Une avancée remarquable dans la compréhension des phénomènes atmosphériques a été récemment réalisée par des scientifiques, qui ont révélé des informations inédites sur l’ionosphère terrestre. Cette découverte clé, issue de la mission Endurance de la NASA, jette une lumière nouvelle sur le comportement des particules atmosphériques et pourrait transformer notre vision des autres planètes.
Eurêka! Alors que les scientifiques continuent de percer les mystères de l’atmosphère de notre planète, une nouvelle découverte apporte de précieuses informations sur l’ionosphère terrestre. Les scientifiques ont mesuré un champ électrique resté insaisissable au cours des six dernières décennies. Cette découverte nous fournit un nouvel outil pour évaluer d’autres planètes.
Une équipe internationale de chercheurs a réussi à mesurer le champ électrique ambipolaire de la Terre, une découverte scientifique sans précédent. Cette découverte, réalisée par la mission Endurance de la NASA, a des répercussions considérables sur notre compréhension de l’atmosphère terrestre et de l’habitabilité potentielle d’autres planètes.

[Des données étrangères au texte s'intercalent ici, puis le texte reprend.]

PR #1570, opened 2026-02-08
[Store] Add query abstraction with filter support

### LINKED ISSUE #1562: [Store] Open `Store::query(Vector)` method for different query types
Currently the entire `Store` infrastructure is really coupled to `Document` and `Vector` - which made sense when thinking of "classic RAG", but we see more thing emerging right now:

* Hybrid queries, like #783 
* Vectorization internalized, like ChromaDB, also leading to plain text as input
* Additional filters

On top we aim to build up a high-level service called `Retriever`, that supports various RAG scenarios:
Image

with **pre query** extensions like "language normalization" or "multi-query" and **post query** extensions like user-land reranking.

while discussing with @wachterjohannes and looking again at @ahmed-bhs PR, there was the idea of introducing some kind of `QueryInterface` or `Query` to open up the first parameter of `Store::query()` method.

**1. QueryInterface**

`Store::query(QueryInterface $query, array $options = [])`

could work with `VectorQuery`, `TextQuery` and `HybridQuery`, potentially combined with `StoreInterface` implementations signalling what they support - or just throwing on invalid arguments

**2. Query**

`Store::query(Query $query, array $options = [])`

could work with `Query::fromVector()` and `Query::fromText()` or `Query->addVector()` and `Query->addText()` - making hybrid implicit

the difference is not that huge tho, we should just decide
* do we want to go there?
* do we want to be graceful? like you can add text, but a store might just ignore it
* do we shift filter options into the query as well?

cc @Guikingone @OskarStark @wachterjohannes @ahmed-bhs

wachterjohannes:
| Q             | A
| ------------- | ---
| Bug fix?      | no
| New feature?  | yes
| Docs?         | yes
| Issues        | Fix #1562
| License       | MIT

## Description

This PR implements a query abstraction pattern for the Store component, enabling support for multiple query types (Vector, Text, Hybrid) with an integrated filter system. This addresses RFC #1562 and provides a flexible foundation for
advanced retrieval use cases.

### Query Abstraction
- **QueryInterface**: Base interface for all query types with `getType()` and `getFilter()` methods
- **QueryType Enum**: Defines Vector, Text, and Hybrid query types
- **Query Implementations**:
- `VectorQuery`: Classic vector similarity search (supported by all stores)
- `TextQuery`: Full-text search or internal vectorization (ChromaDB, Postgres, Cache)
- `HybridQuery`: Combined vector + text search with configurable `semanticRatio` parameter (Postgres, ChromaDB, Cache)

### Filter System
- **FilterInterface**: Base interface for query filters with `getType()` and `toArray()` methods
- **EqualFilter**: Equality filter for metadata filtering (e.g., filtering by locale, category, status)
- Filters are integrated directly into query objects

### Store Updates

**Postgres Store** - Extended to support all three query types:
- Vector search using pgvector extension
- Full-text search using PostgreSQL's native FTS
- Hybrid search with weighted scoring combining vector similarity and text relevance
- EqualFilter support via JSONB operators

**ChromaDB Store** - Extended to support all three query types:
- Vector and text queries via ChromaDB's native API
- Hybrid query implementation with result merging
- EqualFilter support via ChromaDB's filtering syntax

**Pinecone, Redis, Qdrant Stores** - Vector only with filter support:
- Vector similarity search
- EqualFilter support via respective backend filter syntaxes

**Cache Store** - All query types with filter support:
- In-memory implementations for all query types
- EqualFilter support via metadata filtering

### API Changes
- **StoreInterface**: Updated with new `query(QueryInterface $query, array $options = [])` signature
- **Capability Signaling**: New `supports(string $queryClass): bool` method to check store capabilities
- **Retriever**: Updated to use query abstraction with automatic capability detection
- **Exception**: New `UnsupportedQueryTypeException` thrown for unsupported query types

### Store::query() Signature Change

**Before:**
```php
$store->query($vector, ['limit' => 10]);
```

**After:**
```php
use Symfony\AI\Store\Query\VectorQuery;

$store->query(new VectorQuery($vector), ['limit' => 10]);
```

All existing code needs to wrap Vector objects in VectorQuery constructor.

### Vector Query with Filter
```php
use Symfony\AI\Store\Query\VectorQuery;
use Symfony\AI\Store\Query\Filter\EqualFilter;

// Search for documents in English locale
$query = new VectorQuery($vector, new EqualFilter('locale', 'en'));
$results = $store->query($query, ['limit' => 10]);
```

### Text Query
```php
use Symfony\AI\Store\Query\TextQuery;

// Full-text search (Postgres, ChromaDB, Cache)
$query = new TextQuery('space adventure', new EqualFilter('category', 'scifi'));
$results = $store->query($query, ['limit' => 5]);
```

### Hybrid Query
```php
use Symfony\AI\Store\Query\HybridQuery;

// Combine vector and text with 70% vector weight
$query = new HybridQuery(
    $vector,
    'space adventure',
    0.7,  // semanticRatio (vector weight)
    new EqualFilter('status', 'published')
);
$results = $store->query($query);
```

### Capability Checking
```php
// Check store support before using query type
if ($store->supports(HybridQuery::class)) {
   $query = new HybridQuery($vector, $text);
} else {
    $query = new VectorQuery($vector);
}
```

### DIFF
--- a/src/store/src/Bridge/ChromaDb/Store.php
+++ b/src/store/src/Bridge/ChromaDb/Store.php
@@ -17,7 +17,11 @@ use Symfony\AI\Platform\Vector\Vector;
 use Symfony\AI\Store\Document\Metadata;
 use Symfony\AI\Store\Document\VectorDocument;
 use Symfony\AI\Store\Exception\RuntimeException;
+use Symfony\AI\Store\Exception\UnsupportedQueryTypeException;
 use Symfony\AI\Store\ManagedStoreInterface;
+use Symfony\AI\Store\Query\QueryInterface;
+use Symfony\AI\Store\Query\TextQuery;
+use Symfony\AI\Store\Query\VectorQuery;
 use Symfony\AI\Store\StoreInterface;
 
 /**
@@ -88,30 +92,95 @@ final class Store implements ManagedStoreInterface, StoreInterface
         $collection->delete(ids: $ids);
     }
 
-    /**
-     * @param array{where?: array<string, string>, whereDocument?: array<string, mixed>, include?: array<string>, queryTexts?: array<string>} $options
-     */
-    public function query(Vector $vector, array $options = []): iterable
+    public function supports(string $queryClass): bool
     {
-        $include = null;
-        if ([] !== ($options['include'] ?? [])) {
-            $include = array_values(
-                array_unique(
-                    array_merge(['embeddings', 'metadatas', 'distances'], $options['include'])
-                )
-            );
+        return \in_array($queryClass, [
+            VectorQuery::class,
+            TextQuery::class,
+        ], true);
+    }
+
+    /**
+     * @param array{where?: array<string, string>, whereDocument?: array<string, mixed>, include?: array<string>, limit?: positive-int} $options
+     */
+    public function query(QueryInterface $query, array $options = []): iterable
+    {
+        if (!$this->supports($query::class)) {
+            throw new UnsupportedQueryTypeException($query::class, $this);
         }
+
+        return match (true) {
+            $query instanceof VectorQuery => $this->queryVector($query, $options),
+            $query instanceof TextQuery => $this->queryText($query, $options),
+            default => throw new UnsupportedQueryTypeException($query::class, $this),
+        };
+    }
+
+    /**
+     * @param array{where?: array<string, string>, whereDocument?: array<string, mixed>, include?: array<string>, limit?: positive-int} $options
+     *
+     * @return iterable<VectorDocument>
+     */
+    private function queryVector(VectorQuery $query, array $options): iterable
+    {
+        $include = $this->buildInclude($options);
 
         $collection = $this->client->getOrCreateCollection($this->collectionName);
         $queryResponse = $collection->query(
-            queryEmbeddings: [$vector->getData()],
-            queryTexts: $options['queryTexts'] ?? null,
-            nResults: 4,
+            queryEmbeddings: [$query->getVector()->getData()],
+            nResults: $options['limit'] ?? 4,
             where: $options['where'] ?? null,
             whereDocument: $options['whereDocument'] ?? null,
             include: $include,
         );
 
+        yield from $this->transformResponse($queryResponse);
+    }
+
+    /**
+     * @param array{where?: array<string, string>, whereDocument?: array<string, mixed>, include?: array<string>, limit?: positive-int} $options
+     *
+     * @return iterable<VectorDocument>
+     */
+    private function queryText(TextQuery $query, array $options): iterable
+    {
+        $include = $this->buildInclude($options);
+
+        $collection = $this->client->getOrCreateCollection($this->collectionName);
+        $queryResponse = $collection->query(
+            queryTexts: $query->getTexts(),
+            nResults: $options['limit'] ?? 4,
+            where: $options['where'] ?? null,
+            whereDocument: $options['whereDocument'] ?? null,
+            include: $include,
+        );
+
+        yield from $this->transformResponse($queryResponse);
+    }
+
+    /**
+     * @param array<string, mixed> $options
+     *
+     * @return array<string>|null
+     */
+    private function buildInclude(array $options): ?array
+    {
+        if ([] === ($options['include'] ?? [])) {
+            return null;
+        }
+
+        return array_values(
+            array_unique(
+                array_merge(['embeddings', 'metadatas', 'distances'], $options['include'])
+            )
+        );
+    }
+
+    /**
+     * @return iterable<VectorDocument>
+     */
+    private function transformResponse(object $queryResponse): iterable
+    {
         $metaCount = \count($queryResponse->metadatas[0]);
 
         for ($i = 0; $i < $metaCount; ++$i) {
--- a/src/store/src/Bridge/ChromaDb/Tests/IntegrationTest.php
+++ b/src/store/src/Bridge/ChromaDb/Tests/IntegrationTest.php
@@ -23,6 +23,11 @@ use Symfony\AI\Store\Test\AbstractStoreIntegrationTestCase;
 #[Group('integration')]
 final class IntegrationTest extends AbstractStoreIntegrationTestCase
 {
+    public function testQueryDocumentsWithTextQuery()
+    {
+        $this->markTestSkipped('ChromaDb TextQuery requires an embedding function to be configured.');
+    }
+
     protected static function createStore(): StoreInterface
     {
         $client = ChromaDB::factory()
--- a/src/store/src/Query/HybridQuery.php
+++ b/src/store/src/Query/HybridQuery.php
@@ -1,0 +1,67 @@
+<?php
+
+/*
+ * This file is part of the Symfony package.
+ *
+ * (c) Fabien Potencier <fabien@symfony.com>
+ *
+ * For the full copyright and license information, please view the LICENSE
+ * file that was distributed with this source code.
+ */
+
+namespace Symfony\AI\Store\Query;
+
+use Symfony\AI\Platform\Vector\Vector;
+use Symfony\AI\Store\Exception\InvalidArgumentException;
+
+/**
+ * Combined vector + text search query for hybrid retrieval.
+ *
+ * Hybrid queries combine semantic similarity (vector search) with keyword
+ * matching (full-text search) to provide more accurate and relevant results.
+ *
+ * @author Johannes Wachter <johannes@sulu.io>
+ */
+final class HybridQuery implements QueryInterface
+{
+    /**
+     * @param string|array<string> $text Single search text or array of texts (combined with OR logic)
+     */
+    public function __construct(
+        private readonly Vector $vector,
+        private readonly string|array $text,
+        private readonly float $semanticRatio = 0.5,
+    ) {
+        if ($semanticRatio < 0.0 || $semanticRatio > 1.0) {
+            throw new InvalidArgumentException(\sprintf('Semantic ratio must be between 0.0 and 1.0, got %.2f', $semanticRatio));
+        }
+    }
+
+    public function getVector(): Vector
+    {
+        return $this->vector;
+    }
+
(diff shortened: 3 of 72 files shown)


src/store/src/Retriever.php
```diff
@@ -49,4 +53,29 @@ public function retrieve(string $query, array $options = []): iterable
 
         $this->logger->debug('Document retrieval completed', ['retrieved_count' => $count]);
     }
+
+    private function createQuery(string $query, array $options): QueryInterface
```
wachterjohannes, line 62: This is the most important part of this PR - it selects the right type of query

src/store/src/Query/QueryInterface.php
```diff
@@ -0,0 +1,29 @@
...
+ * Queries represent search intent and are passed to Store::query() along with
+ * execution options (limit, etc.) in the $options array.
+ *
+ * @author Johannes Wachter <johannes@sulu.io>
+ */
+interface QueryInterface
+{
+    public function getType(): QueryType;
+
+   public function getFilter(): ?FilterInterface;
```
wachterjohannes: not sure how the filter should look like and how we could validate them in the store. @chr-hertel for equal its easy but for more complex filters it could be hard to implement that in the stores

wachterjohannes:
for all who take a look at this PR this is a POC as a discussion base

src/store/src/Query/TextQuery.php
```diff
@@ -0,0 +1,48 @@
...
+
+    public function getFilter(): ?FilterInterface
+    {
+        return $this->filter;
+    }
+
+    public function getType(): QueryType
+    {
+        return QueryType::Text;
+    }
```
chr-hertel: we only use that at exceptions right now? let's drop it then or do i miss something?

src/store/src/Retriever.php
```diff
@@ -49,4 +53,29 @@ public function retrieve(string $query, array $options = []): iterable
...
+        if (!$this->store->supports(VectorQuery::class)) {
+            $this->logger->debug('Store does not support vector queries, falling back to TextQuery');
+
+            return new TextQuery($query);
+        }
+
+        if ($this->store->supports(HybridQuery::class)) {
+            $this->logger->debug('Store supports hybrid queries, using HybridQuery with semantic ratio', ['semanticRatio' => $options['semanticRatio'] ?? 0.5]);
+
+            return new HybridQuery($this->vectorizer->vectorize($query), $query, $options['semanticRatio'] ?? 0.5);
```
chr-hertel, line 79: is the assumption fair to use `$query` for both parts?

src/store/src/Query/QueryType.php
```diff
@@ -0,0 +1,24 @@
...
+ */
+
+namespace Symfony\AI\Store\Query;
+
+/**
+ * Defines the types of queries supported by the Store component.
+ *
+ * @author Johannes Wachter <johannes@sulu.io>
+ */
+enum QueryType: string
```
chr-hertel: not sure we need that, do we?

src/store/src/Query/QueryInterface.php
chr-hertel: let's go incremental and skip the filter part for the first PR - we can slice that, right?

src/store/src/Query/HybridQuery.php
```diff
@@ -0,0 +1,67 @@
...
+final class HybridQuery implements QueryInterface
+{
+    public function __construct(
+        private readonly Vector $vector,
+        private readonly string $text,
+        private readonly float $semanticRatio = 0.5,
+        private readonly ?FilterInterface $filter = null,
+    ) {
+        if ($semanticRatio < 0.0 || $semanticRatio > 1.0) {
+            throw new \InvalidArgumentException(\sprintf('Semantic ratio must be between 0.0 and 1.0, got %.2f', $semanticRatio));
```
chr-hertel: use `Symfony\AI\Store\Exception\InvalidArgumentException` instead of native one

src/store/src/Retriever.php
wachterjohannes: do you mean:

* the default semanticRatio?  - what would you use as a default? Or would you only do it when the option is set?
* using the query for both Text and Vector? - how would we get the text for each other?

src/store/src/Query/QueryType.php
wachterjohannes: will remove it

src/store/src/Query/HybridQuery.php
wachterjohannes: will do that

src/store/src/Query/TextQuery.php
wachterjohannes: will remove it

wachterjohannes:
@chr-hertel I’ll remove the filter for now and address it in a separate issue. However, a lightweight filter implementation across all stores would be valuable. Starting with basic equality filters should cover the primary use case and work for most, if not all, stores. More complex filtering can be handled at the application level, where it’s already store-specific and can leverage those advantages.

src/store/src/Retriever.php
chr-hertel: donno :shrug: :joy: 

sometimes i just ask questions to make us aware of some decisions - i think it's fair to couple it - don't have a better idea for now

src/store/src/Bridge/ChromaDb/Store.php
```diff
@@ -67,30 +71,95 @@ public function remove(string|array $ids, array $options = []): void
...
+    public function supports(string $queryClass): bool
+    {
+        return \in_array($queryClass, [
+            VectorQuery::class,
+            TextQuery::class,
+        ], true);
+    }
+
     /**
-     * @param array{where?: array<string, string>, whereDocument?: array<string, mixed>, include?: array<string>, queryTexts?: array<string>} $options
```
wachterjohannes, line 92: @chr-hertel this is a BC break `queryTexts`  was able to handle multiple texts the new implementation is only able to query one text

src/store/src/Bridge/ChromaDb/Tests/IntegrationTest.php
```diff
@@ -23,6 +23,11 @@
 #[Group('integration')]
 final class IntegrationTest extends AbstractStoreIntegrationTestCase
 {
+    public function testQueryDocumentsWithTextQuery()
+    {
+        $this->markTestSkipped('ChromaDb TextQuery requires an embedding function to be configured.');
```
wachterjohannes, line 28: @chr-hertel the ChromaDb - meant to work before but never worked with the text-queries before.

i have done a research with Claude-Code:

```
ChromaDB Text Query Requirements

When using queryTexts parameter (which is what the Symfony AI Store's TextQuery does), an embedding function must be configured on the collection. This is because:

1. Text needs to be converted to vectors: ChromaDB performs similarity search using vector embeddings, so query text must first be embedded
2. The collection's embedding function does this: When you query with text, ChromaDB uses the collection's configured embedding function to convert your query text into a vector
3. Without an embedding function, it fails: If no embedding function is set, there's no way to convert the text query into a searchable vector, resulting in the "Call to a member function generate() on null" error

Relevant Documentation

Official ChromaDB Documentation:

- https://docs.trychroma.com/docs/embeddings/embedding-functions - Main documentation about how embedding functions work in ChromaDB
- https://docs.trychroma.com/guides - General ChromaDB usage patterns
- https://cookbook.chromadb.dev/embeddings/bring-your-own-embeddings/ - ChromaDB Cookbook for custom embeddings

PHP Client (codewithkyrian/chromadb-php):

- https://github.com/CodeWithKyrian/chromadb-php - Main PHP client repository with examples
- https://github.com/CodeWithKyrian/chromadb-php/blob/main/README.md - Setup and usage examples

The Issue in Our Case

The Symfony AI Store's ChromaDB bridge creates collections without an embedding function:
$this->client->createCollection($this->collectionName);

When TextQuery calls the collection's query() method with queryTexts parameter, ChromaDB tries to use $embeddingFunction->generate() but since none is configured, it's null, causing the error.

Solution: Collections need to be created with an embedding function to support text-based queries.

Sources:
- https://docs.trychroma.com/docs/embeddings/embedding-functions
- https://github.com/CodeWithKyrian/chromadb-php
- https://docs.trychroma.com/guides
```

wachterjohannes: created an issue for that: https://github.com/symfony/ai/issues/1601

wachterjohannes:
@chr-hertel final in my opinion - the only issue is the chromadb stuff - but created the issue already

src/store/src/Bridge/ChromaDb/Tests/IntegrationTest.php
chr-hertel: thanks for that! :+1:

src/store/src/StoreInterface.php
```diff
@@ -34,6 +35,13 @@ public function remove(string|array $ids, array $options = []): void;
...
+     *
+     * @throws UnsupportedQueryTypeException if query type not supported
+     */
+    public function query(QueryInterface $query, array $options = []): iterable;
+
+    /**
+     * @param class-string<QueryInterface> $queryClass The query class to check
      */
-    public function query(Vector $vector, array $options = []): iterable;
+    public function supports(string $queryClass): bool;
```
chr-hertel, line 46: let's add the `supports` when we need it - currently it's not used and you've been super explicit in the implementations with those exceptions

chr-hertel (changes requested):

src/store/src/StoreInterface.php
wachterjohannes: it is use in the Retriever to find out what the store is able to query for https://github.com/symfony/ai/pull/1570/files#diff-4eb38714aa9287457a8f9c404ad19af65af7f87dceafb329d134513ab5dc7805R70

chr-hertel: you are correct of course! :pray:

chr-hertel:
Thank you @wachterjohannes.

Les scientifiques émettent depuis longtemps l’hypothèse que le champ électrique ambipolaire est crucial dans l’échappement atmosphérique au-dessus des pôles terrestres. Des mesures récentes ont finalement confirmé et quantifié cette théorie. Cette force invisible, aussi fondamentale pour notre planète que la gravité et le magnétisme, a un impact significatif sur la forme et le comportement de notre ionosphère.
Depuis des années, les scientifiques observent un phénomène mystérieux connu sous le nom de « vent polaire », un flux de particules s’écoulant de l’atmosphère terrestre vers l’espace. Alors que l’on s’attendait à une certaine fuite atmosphérique en raison du rayonnement solaire intense, le vent polaire a présenté un scénario déroutant : des particules d’air froid se déplaçant à des vitesses supersoniques sans aucune source de chaleur apparente.

« Quelque chose devait attirer ces particules hors de l’atmosphère », a expliqué le Dr Glyn Collinson, chercheur principal de la mission Endurance au Goddard Space Flight Center de la NASA.
Cette observation a conduit à l’hypothèse d’un champ électrique incroyablement faible, détectable uniquement sur de très grandes distances. Le défi consistant à mesurer ce phénomène insaisissable a repoussé les limites de la technologie existante. En 2016, Collinson et son équipe se sont lancés dans une mission visant à développer un nouvel instrument capable de détecter le champ ambipolaire de la Terre.
La mission Endurance, qui doit son nom à la célèbre expédition d’Ernest Shackleton en Antarctique, a jeté son dévolu sur le Svalbard, un archipel norvégien situé près du pôle Nord. Cet endroit isolé abrite le site de lancement de fusées le plus septentrional du monde, offrant ainsi un site de lancement idéal pour les instruments spécialisés de l’équipe.
Le 11 mai 2022, Endurance a atteint une altitude de 765,2 km, collectant des données cruciales au cours de son vol de 19 minutes. Les résultats ont été stupéfiants. La fusée a mesuré une variation de potentiel électrique de seulement 0,55 volt sur une plage d’altitude de 517 km.

« Un demi-volt, ce n’est presque rien, c’est à peu près aussi puissant qu’une pile de montre », a fait remarquer Collinson. « Mais c’est juste assez pour expliquer le vent polaire. »
Cette tension apparemment insignifiante a de profondes implications. Pour les ions hydrogène, les particules les plus abondantes dans le vent polaire, la force exercée par ce champ vers l’extérieur est 10,6 fois plus forte que la gravité. Cette force explique comment des particules froides peuvent atteindre des vitesses supersoniques lorsqu’elles s’échappent dans l’espace. L’influence du champ ambipolaire s’étend au-delà des particules individuelles. Il augmente également la « hauteur d’échelle » de l’ionosphère de 271 %, ce qui permet d’étendre cette couche atmosphérique à des hauteurs plus élevées que ce que l’on pensait auparavant possible.
« C’est comme un tapis roulant qui soulève l’atmosphère jusqu’à l’espace », a ajouté Collinson.
Cette découverte ouvre de nouvelles perspectives d’exploration, non seulement sur Terre mais dans tout le système solaire. Les scientifiques s’attendent à trouver des champs électriques similaires sur d’autres planètes dotées d’atmosphère, notamment Vénus et Mars.